Transcribe the closing lines of the listing exactly, starting at the one that contains "I don't get it." and including the last.

**DATA SHOWN**
------------------------------
PR #67, opened 2018-07-19
Draft CSV Reader

BradReesWork:


include/gdf/cffi/functions.h
```diff
@@ -481,3 +481,15 @@ gdf_error gdf_group_by_count(int ncols,                    // # columns
...
+
+/**  IO
+ *
+ *
+ */
+gdf_column ** read_csv(
+		const char 	*fileName, 			// in: the file to be loaded
+		const char 	delimiter,			// in: the delimiter
+		const int	num_cols,			// in: number of columns
+		const char 	**col_names,		// in: ordered array of column names
```
scopatz: The naming convention here seems inconsistent with `fileName` and `num_cols`

include/gdf/cffi/types.h
```diff
@@ -13,6 +16,8 @@ typedef enum {
     GDF_DATE32,   // int32_t days since the UNIX epoch
     GDF_DATE64,   // int64_t milliseconds since the UNIX epoch
     GDF_TIMESTAMP,// Exact timestamp encoded with int64 since UNIX epoch (Default unit millisecond)
+    GDF_CATEGORY,
+    GDF_STRING,
```
scopatz: Should these have comments like the others above.

src/io/csvReader.cu
```diff
@@ -0,0 +1,1230 @@
...
+    uint64_t *			field_bits;		// on-device: bitmap of where a field break is located (delimiter)
+    int	*				recPerChunck;	// on-device: Number of records per bitmap chunks
+    long * 				offsets;		// on-device: index of record - for multiple records per chunks it is starting index
+
+    char				delimiter;		// host: the delimiter
+    long				num_bytes;		// host: the number of bytes in the data
+    long				num_bits;		// host: the number of 64-bit bitmaps (different than valid)
+	long            	num_records;  	// host: number of records (per column)
+	int					num_cols;		// host: number of columns
+    vector<gdf_dtype>	dtypes;			// host: array of dtypes (since gdf_columns are not created until end)
```
scopatz: weird spacing above

src/io/csvReader.cu
```diff
@@ -0,0 +1,1230 @@
...
+	//---  load file -- using memory mapping
+	struct stat     st;
+	int				fd;
+	void * 			mapData;
+	size_t 			bytes;
+
+	fd = open(fileName, O_RDONLY );
+	if (fd < 0) {
+		std::cerr << "Error opening file" << std::endl;
+		//return GDF_C_ERROR;
```
scopatz: remove stale comment please.

scopatz: There are a few of these below, so I won't point them all out :)

src/io/csvReader.cu
```diff
@@ -0,0 +1,1230 @@
...
+
+
+/*
+ * What is passed in is the data type as a string, need to convert that into gdf_dtype enum
+ */
+gdf_dtype convertStringToDtype(std::string &dtype) {
+
+	gdf_dtype dt = GDF_invalid;
+
+	if (dtype.compare( "str") == 0) {
```
scopatz: non-blocking but It would be better if this could be reformulated as a switch-case, rather than a bunch of if-else blocks.  I believe that dtypes get assigned a unique integer that you can use.

PR #83, opened 2018-07-31
[REVIEW] extending gdf logical ops to datetime types

hhuuggoo:
I'm not sure if this was the correct way to do it but here goes

### DIFF
--- a/.travis.yml
+++ b/.travis.yml
@@ -13,12 +13,12 @@ env:
 
 matrix:
   include:
-    - env: CUDA=8.0.61-1
     - env: CUDA=9.0.176_384.81
     - env: CUDA=9.1.85_387.26
-    - env: CUDA=8.0.61-1 BUILD_CFFI=1 PYTHON=3.6
-    - env: CUDA=8.0.61-1 BUILD_CFFI=1 PYTHON=3.5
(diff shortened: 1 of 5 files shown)


GPUtester:

scopatz:
This seems reasonable to me. Thanks for putting this in @hhuuggoo

hhuuggoo:
I'm having an issue with test_hashing locally - verifying if it's something I did or if my machine is setup weird

hhuuggoo:
I don't get it.

If I run `make pytest` then test_hashing fails for me, however if I run that test on it's own, with `pytest tests/test_hashing.py` then it passes

scopatz:
It sounds like you should open a separate issue for that....

hhuuggoo:
oooh

https://github.com/gpuopenanalytics/libgdf/blob/master/python/tests/test_hashing.py#L78

```
 # pytest for hashing fails if called collectively on folder and if number of columns>5, but works well if called seperately like
 # pytest --cache-clear -vvs ~/libgdf/python/tests/test_hashing.py

```

scopatz:
It looks like the hashing test is failing here, which is likely expected.

mike-wendt:
rerun tests

mt-jones:
This is failing because of 
https://github.com/gpuopenanalytics/libgdf/issues/77

Merging.

PR #87, opened 2018-08-02
[REVIEW] Fix warnings in sqls CUDA files

harrism:
Specifically: initializing dummy variables to zero; removing meaningless const type qualifiers; adding missing return statements; removing `__device__` specifier on function that passes `cout` to a thrust function.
------------------------------
**EXERCISE ANSWER**
I don't get it.

If I run `make pytest` then test_hashing fails for me, however if I run that test on it's own, with `pytest tests/test_hashing.py` then it passes

scopatz:
It sounds like you should open a separate issue for that....

hhuuggoo:
oooh

https://github.com/gpuopenanalytics/libgdf/blob/master/python/tests/test_hashing.py#L78

```
 # pytest for hashing fails if called collectively on folder and if number of columns>5, but works well if called seperately like
 # pytest --cache-clear -vvs ~/libgdf/python/tests/test_hashing.py

```

scopatz:
It looks like the hashing test is failing here, which is likely expected.

mike-wendt:
rerun tests

mt-jones:
This is failing because of 
https://github.com/gpuopenanalytics/libgdf/issues/77

Merging.

PR #87, opened 2018-08-02
[REVIEW] Fix warnings in sqls CUDA files

harrism:
Specifically: initializing dummy variables to zero; removing meaningless const type qualifiers; adding missing return statements; removing `__device__` specifier on function that passes `cout` to a thrust function.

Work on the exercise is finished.